Model Catalog

All models are available at https://inference.provocative.earth/v1 and listed via GET /v1/models.

Chat & Completion Models

Llama 3.1 8B Instruct


Model ID	`llama-3.1-8b-instruct`
Parameters	8B
Context window	128k (limited to 8k default, request increase)
Strengths	Fast, cheap. Classification, routing, simple chat, structured extraction.
GPU	1x RTX 5090 (32GB)
LoRA	Supported
Pricing	$0.10 / $0.15 per 1M tokens (input/output)

Llama 3.1 70B Instruct


Model ID	`llama-3.1-70b-instruct`
Parameters	70B
Context window	128k (limited to 8k default)
Strengths	Flagship general-purpose. Comparable to GPT-4o on most benchmarks. Tool calling, reasoning, long-form generation.
GPU	1x H100 80GB (FP8) or 2x RTX PRO 6000 96GB (FP16, TP=2)
LoRA	Supported
Pricing	$0.55 / $0.75 per 1M tokens

Qwen 2.5 72B Instruct


Model ID	`qwen-2.5-72b-instruct`
Parameters	72B
Context window	32k
Strengths	Strong multilingual (Chinese, Japanese, Korean, European languages). Excellent at coding.
GPU	1x H100 80GB (FP8)
LoRA	Supported
Pricing	$0.55 / $0.75 per 1M tokens

Qwen 2.5 Coder 32B


Model ID	`qwen-2.5-coder-32b`
Parameters	32B
Context window	32k
Strengths	Code generation, completion, and review. Optimized for IDE integration.
GPU	1x H100 80GB or 1x RTX PRO 6000 96GB
LoRA	Supported
Pricing	$0.30 / $0.45 per 1M tokens

Mistral Small 3 24B


Model ID	`mistral-small-3-24b`
Parameters	24B
Context window	32k
Strengths	Mid-tier general purpose.
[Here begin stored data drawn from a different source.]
PR #3372, opened 2023-11-22
fix(interactive): Add a new release-with-debug-info profile

siyuan0322:
Also upgrades tonic version to fix warnings.


longbinlai (approved):
LGTM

Good balance of quality and cost.
GPU	1x RTX PRO 6000 96GB or 1x A100 80GB
LoRA	Supported
Pricing	$0.20 / $0.30 per 1M tokens

DeepSeek V3


Model ID	`deepseek-v3`
Parameters	671B (MoE, ~37B active)
Context window	64k
Strengths	Top-tier reasoning. Mixture-of-experts architecture — frontier quality at non-frontier cost.
GPU	8x H100 80GB
LoRA	Not supported (MoE architecture)
Pricing	$0.50 / $1.20 per 1M tokens
Availability	Reserved tier only

Llama 3.1 405B Instruct


Model ID	`llama-3.1-405b-instruct`
Parameters	405B
Context window	128k (limited to 8k default)
Strengths	Largest open-weight model. Premium quality for complex reasoning, long documents.
GPU	8x H100 80GB (FP8, TP=8)
LoRA	Not supported at this scale
Pricing	$2.50 / $3.50 per 1M tokens
Availability	Reserved tier only

Embedding Models

BGE-M3


Model ID	`bge-m3`
Parameters	560M
Dimensions	1024
Strengths	Best multilingual embedding model. Supports 100+ languages. Dense, sparse, and ColBERT retrieval in one model.
GPU	1x RTX 5090
Pricing	$0.02 per 1M tokens

E5-Mistral 7B Instruct


Model ID	`e5-mistral-7b-instruct`
Parameters	7B
Dimensions	4096
Strengths	Instruction-tuned embeddings. Higher quality than BGE-M3 for English.
GPU	1x RTX 5090
Pricing	$0.05 per 1M tokens

Nomic Embed v1.5


Model ID	`nomic-embed-v1.5`
Parameters	137M
Dimensions	768
Strengths	Fastest, cheapest. Good for high-volume, latency-sensitive retrieval.
GPU	1x RTX 5090
Pricing	$0.02 per 1M tokens

Requesting models not in the catalog

Shared tier: use what's listed above.

Reserved/dedicated tier: request any model in a supported architecture (Llama, Mistral, Qwen, Gemma families). We evaluate and deploy on your capacity within 1 business day. Contact your account manager or open a request in the dashboard.